Mereka bertiga memutuskan untuk pulang, maksudnya pulang ke rumah Reza untuk bersih-bersih sekaligus menumpang menghabiskan makanan dan camilan-camilan di rumah Reza.

Setelah setengah jam mereka membersihkan tubuhnya masing-masing, ketiganya langsung bermain PS di ruang tengah dengan camilan-camilan dan minuman-minuman yang ada dimana-mana. Bahkan sudah ada beberapa bungkus snack yang habis, ada juga toples kaca yang tadinya penuh dengan camilan kini ada beberapa yang sudah habis tak tersisa, oh dan satu lagi, ada minuman kaleng atau botol yang sudah habis juga berserakan.

"Kayak kandang kebo, berantakan." celetuk pria paruh baya yang berdiri di belakang mereka dengan kedua tangannya yang bersidekap dada.

Ketiga remaja itu kompak menoleh, kemudian tersenyum tidak bersalah.

"Eh, Om udah pulang?" tanya Kendra seraya memasukan kripik singkong ke dalam mulutnya.

"Eh, Papa tersayang, udah pulang? Tumben amat?" ucap Reza.

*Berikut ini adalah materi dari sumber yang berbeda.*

PR #11724, opened 2020-06-18
Tweak ec2 instance parsing to include more instance types

wallyworld:
## Description of change

The way we got instance type metadata for ec2 was just wrong.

"Udah pulang, Om?" tanya Jehan.

"Gak usah basa-basi kalian! Bereskan kekacauan ini. " ucap Evan memerintah ketiga remaja di sana. Kedua netranya mengarah pada Jehan. "Om pasrahkan sama kamu, kalau saya turun belum juga selesai, kamu tau konsekuensi, Jehan." setelah mengatakan itu, Evan pergi dari sana.

Kenapa tidak di pasrahkan pada Reza saja yang notabenya anaknya sendiri? Kalian tau Reza seperti apa. Yang ada bukannya bersih malah semakin berantakan.

"Ya elah bapak gue!"

"Ya emang bapak lo!" sahut Kendra.

"Cepet beresin, keburu bapak lo dateng!" perintah Jehan.

Kenapa tidak asisten di rumah ini saja yang membersihkannya? Konsekuensi adalah, apabila ketiga remaja itu mengacaukan rumah, maka mereka juga yang harus membersihkannya.


****

"CEPETAN KAY! FILMNYA MAU MULAI!" pekik Kanaya pada Kayra yang masih sibuk memakai skincare di meja rias cewek itu.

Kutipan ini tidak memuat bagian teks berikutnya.